Granted not every resident is a taxpayer, so we can try looking at this another way. If we divided this $660-million figure by the number of private dwellings (which is about 879,000 just within the city limits of Montreal), this would come out to a per dwelling cost of about $750 per annum, or about $63 per month.

We could divide this sum a different way that would also help incentivize transit use, such as by dividing the portion of the STM’s operating budget that comes from fares among the approximately two million cars registered in Greater Montreal. A transit tax applied to all cars in the metro region would come out to just $330 per year, or $27.50 per month. If you applied this to just the one million or so cars registered to people who live on the island of Montreal, it would be $660 per year, or $55 per month. With this model, the public could be incentivized to use public transit in two ways, first and foremost because, as a no-charge public service, it would always be the cheapest transport option. Second, the added (though exceedingly modest) usage fee attached to registered vehicles might make some people reconsider their need for a car.

There are obviously some variables that can be changed here. The STM serves people who don’t live in Montreal, as an example, so it would make sense to spread the cost amongst the residents of Laval and Longueuil as well. According to the most recent census, there are about 1.17 million private dwellings in those three communities (and we’ll round up to 1.5 million to include the West Island, which also uses the STM). In this case, the transit tax would come out to $440 per private dwelling per year, or $37 per month.

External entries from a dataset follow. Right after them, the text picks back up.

PR #75, opened 2019-03-17
KNOX-1828 Fix Websocket Message Size

shawnweeks:
Resolves issue with Zeppelin and websocket messages being capped at 65,536 bytes.

Set websocket container max text and binary message sizes to Integer.MAX_VALUE.

## How was this patch tested?

Create workbook in zeppelin that returns more than 65,536 bytes of data. I used a sql query from Phoenix but anything that makes a big message should work.
After proxying through Knox page never completes loading and Knox spams error logs with message too large.
(If this patch involves UI changes, please attach a screen-shot; otherwise, remove this)

### DIFF
--- a/gateway-server/src/main/java/org/apache/knox/gateway/websockets/ProxyWebSocketAdapter.java
+++ b/gateway-server/src/main/java/org/apache/knox/gateway/websockets/ProxyWebSocketAdapter.java
@@ -81,6 +81,10 @@ public class ProxyWebSocketAdapter extends WebSocketAdapter {
      * plumbing takes place
      */
     container = ContainerProvider.getWebSocketContainer();
+    container.setDefaultMaxTextMessageBufferSize(frontEndSession.getPolicy().getMaxTextMessageBufferSize());
+    container.setDefaultMaxBinaryMessageBufferSize(frontEndSession.getPolicy().getMaxBinaryMessageBufferSize());
+    container.setAsyncSendTimeout(frontEndSession.getPolicy().getAsyncWriteTimeout());
+    container.setDefaultMaxSessionIdleTimeout(frontEndSession.getPolicy().getIdleTimeout());
 
     final ProxyInboundClient backendSocket = new ProxyInboundClient(getMessageCallback());
 
--- a/gateway-server/src/main/java/org/apache/knox/gateway/websockets/ProxyInboundClient.java
+++ b/gateway-server/src/main/java/org/apache/knox/gateway/websockets/ProxyInboundClient.java
@@ -55,10 +55,6 @@ public class ProxyInboundClient extends Endpoint {
     this.session = backendSession;
     this.config = config;
 
-    /* Set the max message size */
-    session.setMaxBinaryMessageBufferSize(Integer.MAX_VALUE);
-    session.setMaxTextMessageBufferSize(Integer.MAX_VALUE);
-
     /* Add message handler for binary data */
     session.addMessageHandler(new MessageHandler.Whole<byte[]>() {
 
--- a/gateway-server/src/test/java/org/apache/knox/gateway/websockets/BigEchoSocketHandler.java
+++ b/gateway-server/src/test/java/org/apache/knox/gateway/websockets/BigEchoSocketHandler.java
@@ -36,8 +36,8 @@ class BigEchoSocketHandler extends WebSocketHandler implements WebSocketCreator 
 
   @Override
   public void configure(WebSocketServletFactory factory) {
-    factory.getPolicy().setMaxTextMessageSize(10);
-    factory.getPolicy().setMaxBinaryMessageSize(10);
+    factory.getPolicy().setMaxTextMessageSize(66000);
+    factory.getPolicy().setMaxTextMessageBufferSize(66000);
     factory.setCreator(this);
   }
 
--- a/gateway-server/src/test/java/org/apache/knox/gateway/websockets/MessageFailureTest.java
+++ b/gateway-server/src/test/java/org/apache/knox/gateway/websockets/MessageFailureTest.java
@@ -17,6 +17,7 @@
  */
 package org.apache.knox.gateway.websockets;
 
+import org.apache.commons.lang.RandomStringUtils;
 import org.eclipse.jetty.server.Server;
 import org.eclipse.jetty.server.ServerConnector;
 import org.eclipse.jetty.server.handler.ContextHandler;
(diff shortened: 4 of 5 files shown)


gateway-server/src/main/java/org/apache/knox/gateway/websockets/ProxyWebSocketAdapter.java
```diff
@@ -87,6 +87,8 @@ public void onWebSocketConnect(final Session frontEndSession) {
      * plumbing takes place
      */
     container = ContainerProvider.getWebSocketContainer();
+    container.setDefaultMaxBinaryMessageBufferSize(Integer.MAX_VALUE);
+    container.setDefaultMaxTextMessageBufferSize(Integer.MAX_VALUE);
```
risdenk: Would be great to use the configs for this instead of hard coding to `Integer.MAX_VALUE`. I haven't looked to see how easy it is to access the gateway config here.

risdenk:
@moresandeep would appreciate your thoughts on this.

gateway-server/src/main/java/org/apache/knox/gateway/websockets/ProxyWebSocketAdapter.java
shawnweeks: I can grab those from the frontEndSession. Originally I was trying to figure out how to just set the policy on the container but as far as I can tell Jetty doesn't provide a good way to do that. The backendSession is still use Integer.MAX_VALUE from another effort. Should I try to set it as well?

shawnweeks:
@moresandeep Changing that won't set it for the container as far as I can tell because it's not being created by ProxyWebSocketAdapter(). That would fix the backend though.

shawnweeks:
@moresandeep That will fix the backendsession but to fix the container I'll have to explicity cast it ClientContainer and modify the policy because ContainerProvider.getWebSocketContainer() and the Jetty code behind it sets the defaults.

gateway-server/src/main/java/org/apache/knox/gateway/websockets/ProxyWebSocketAdapter.java
moresandeep: The backendSession has hardcoded Integer.MAX_VALUE unfortunately which needs to be fixed as well, feel free to open a bug and I will fix this. It appears that this value has no effect.

moresandeep:
> @moresandeep That will fix the backendsession but to fix the container I'll have to explicity cast it ClientContainer and modify the policy because ContainerProvider.getWebSocketContainer() and the Jetty code behind it sets the defaults.

Sorry, I did not get it, what I mean is this, in the ProxyWebSocketAdapter class, pass a map of gateway config variables, something like

<pre>
public ProxyWebSocketAdapter(final URI backend, final ExecutorService pool, final ClientEndpointConfig clientConfig, final Map<String, Long> config) {
    super();
    this.backend = backend;
    this.pool = pool;
    this.clientConfig = clientConfig;
    this.gatewayConfig = config;
  }
</pre>

then in `public void onWebSocketConnect(final Session frontEndSession)` 
you can have

`container.setAsyncSendTimeout(gatewayConfig.get(DEFAULT_WEBSOCKET_MAX_TEXT_MESSAGE_BUFFER_SIZE));`
.....

shawnweeks:
@moresandeep updated ProxyWebSocketAdapter to copy configuration from front end session. There a couple of ways to do this and this seemed like the least amount of change.

shawnweeks:
Not completely sure how to do a unit test for this since we'd have to have a websocket endpoint to talk to. I'll look at the other unit tests for the websocket stuff for ideas.

shawnweeks:
Squashed and pushed, modified existing test case to include boundary checking around the defaults. We now verify that messages under the limit work, messages over the default limit but under the specified limit work and that messages over the limit fail. I'm able to run tests on my side so I'm not sure why the previous build was failing.

gateway-server/src/main/java/org/apache/knox/gateway/websockets/ProxyWebSocketAdapter.java
```diff
@@ -81,6 +81,10 @@ public void onWebSocketConnect(final Session frontEndSession) {
      * plumbing takes place
      */
     container = ContainerProvider.getWebSocketContainer();
```
shawnweeks: I might should be casting this to ClientContainer so I can actually set the profile completely. I checked the jetty code and set max buffer size also sets max size.

shawnweeks:
Travis is unhappy...

`[ERROR] Failed to execute goal org.apache.maven.plugins:maven-remote-resources-plugin:1.5:process (process-resource-bundles) on project gateway-server: Error resolving project artifact: Could not transfer artifact commonj.sdo:commonj.sdo:pom:2.1.1.v201112051852 from/to central (http://repo.maven.apache.org/maven2): repo.maven.apache.org: Temporary failure in name resolution for project commonj.sdo:commonj.sdo:jar:2.1.1.v201112051852: Unknown host repo.maven.apache.org: Temporary failure in name resolution -> [Help 1]`

risdenk:
@shawnweeks I restarted the JDK 8 travis job since it was a network failure. For future reference, for any travis job if you close and then reopen the PR, the check jobs will run again. (I think its overkill but it seems to be the only way to retrigger the jobs)

gateway-server/src/main/java/org/apache/knox/gateway/websockets/ProxyWebSocketAdapter.java
```diff
@@ -87,6 +87,10 @@ public void onWebSocketConnect(final Session frontEndSession) {
...
+    container.setDefaultMaxTextMessageBufferSize(frontEndSession.getPolicy().getMaxTextMessageBufferSize());
```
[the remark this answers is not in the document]
moresandeep: Sorry about the delay, meant to submit it yesterday but the review was in "pending" state, apparently I don't git well :(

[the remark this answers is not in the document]
shawnweeks: @moresandeep Yes, the values that is being set for the servlet factory get applied to any session for the frontEndSession. I'm just copying them to client container. Since the container is the generic type I can't actually set the max text message size policy but I've looked at the Jetty code and setting the buffer also sets the message size.

shawnweeks:
@risdenk I'll go and fix the permissions. Normally I'm either working out of WSL/Ubuntu or OSX but I was having trouble getting everything rebased yesterday.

Keep in mind that this is only splitting the cost evenly amongst private dwellings, not all property owners (and why not split this cost with commercial properties as well). Nor is the bill split equitably amongst all residents either, something else that would be worth advocating for, since the wealthy typically pay more in taxes anyways.

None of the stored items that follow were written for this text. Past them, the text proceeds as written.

PR #80, opened 2019-03-29
KNOX-1836 - Migrate from commons-lang to commons-lang3

risdenk:

Remove commons-lang usage and replace with commons-lang3

## How was this patch tested?

`mvn -T.5C verify -Ppackage,release`


risdenk:
It looks like I missed removing from the top level pom. Need to check that next.

risdenk:
Updated to remove remaining references to commons-lang.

The point here isn’t to advocate for any one particular method of dividing up this bill, but simply to show that for a very reasonable price, the portion of the STM’s annual operating budget that comes from fares could be absorbed by the population of Montreal, providing us all with free public transit. All we need is the means to enact such a fee. According to a source, the metropolitan agglomeration council once considered a similar fee to help fund the development of public transit, but as you probably already imagined, the Quebec government prevented this from happening. This is a recurring problem: the government habitually prevents us from acting in our own best interests.

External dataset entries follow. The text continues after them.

PR #82, opened 2019-04-01
KNOX-1819 - Ensure services are started and stopped in the correct order

rlevas:

Ensure services are started and stopped in the correct order in `org.apache.knox.gateway.services.DefaultGatewayServices` and `org.apache.knox.gateway.services.CLIGatewayServices`.

The following order is being enforced for starting services:

1. MasterService
1. KeystoreService
1. AliasService
1. SslService
1. TokenService
1. ServerInfoService
1. RemoteRegistryClientService
1. ClusterConfigurationMonitorervice
1. TopologyService
1. MetricsService
1. CryptoService
1. HostMappingService
1. ServiceDefinitionRegistry
1. ServiceRegistryService

The order is reversed for stopping. 

A new class, `org.apache.knox.gateway.services.ServiceType`, was added to enumerate the different service types.

A new class, `org.apache.knox.gateway.services.AbstractGatewayServices`, was added to implement the starting and stopping order listed above. Only _registered_ services will be started and stopped. An associated unit test class was added as well -  `org.apache.knox.gateway.services.AbstractGatewayServicesTest`

The rest of the changes are basically converting `GatewayServices` constants to `ServiceType` enums... for example, `GatewayServices.MASTER_SERVICE` to `ServiceType.MASTER_SERVICE`

## How was this patch tested?

Added new unit tests and executed them:
```
...
[INFO] BUILD SUCCESS
[INFO] Total time: 16:22 min (Wall Clock)
[INFO] Finished at: 2019-04-01T11:19:15-04:00
[INFO] Final Memory: 274M/1472M
```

The benefits of no-charge public transit are myriad, not the least of which is that we could get rid of turnstiles and ticket booths and save all the money wasted each and every year on fare evasion related security. Funds spent on security and ticket-taking could be redirected towards expanding service and improving transit accessibility. Moreover, it’s an absolute guarantee that more people would use public transit if it was essentially free to use, and of course it would be a considerable financial relief for the poorest among us. The environmental impact would be considerable as well, and this is what should be motivating us more than any other consideration. Cars are the major contributor to greenhouse gas emissions, and so any effort to get people to stop using them would put a dent in our city’s annual emissions. Not only that, but increased public transit use means a more active and generally healthier population. It also generally means less congestion, which in turn not only further reduces emissions, it makes for a more productive and generally happier population as well.

If Mayor Plante and Projet Montréal have any genuine interest in improving the quality of life for our citizens, and making sure Montreal is a leader in the fight against climate change, no charge public transit is an avenue worthy of serious consideration, not flippant dismissal.